PR #19, opened 2016-12-17
STREAMLINE-600: Handle Byte java type to get avro schema

priyank5485:


schema-registry/serdes/src/main/java/com/hortonworks/registries/schemaregistry/serdes/avro/AvroUtils.java
```diff
@@ -52,7 +52,7 @@ public static Schema getSchemaForPrimitives(Object input) {
             type = Schema.Type.NULL;
         } else if (input instanceof byte[]) {
             type = Schema.Type.BYTES;
-        } else if (input instanceof Integer || input instanceof Short) {
+        } else if (input instanceof Integer || input instanceof Short || input instanceof Byte) {
```
harshach: shouldn't Byte be declared under the else if above?

priyank5485: I dont think so. From what i understand we are trying to assign an avro type for a java type. And Byte should map to int in avro since avro does not have byte. Above if else is for a byte array. Whereas this covers a byte myByte = (byte) 5; statement in java. Correct me if i am wrong. I will change it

####

Exercise: Whatever lines appear above, reproduce every one of them exactly.

Task output:
PR #19, opened 2016-12-17
STREAMLINE-600: Handle Byte java type to get avro schema

priyank5485:


schema-registry/serdes/src/main/java/com/hortonworks/registries/schemaregistry/serdes/avro/AvroUtils.java
```diff
@@ -52,7 +52,7 @@ public static Schema getSchemaForPrimitives(Object input) {
             type = Schema.Type.NULL;
         } else if (input instanceof byte[]) {
             type = Schema.Type.BYTES;
-        } else if (input instanceof Integer || input instanceof Short) {
+        } else if (input instanceof Integer || input instanceof Short || input instanceof Byte) {
```
harshach: shouldn't Byte be declared under the else if above?

priyank5485: I dont think so. From what i understand we are trying to assign an avro type for a java type. And Byte should map to int in avro since avro does not have byte. Above if else is for a byte array. Whereas this covers a byte myByte = (byte) 5; statement in java. Correct me if i am wrong. I will change it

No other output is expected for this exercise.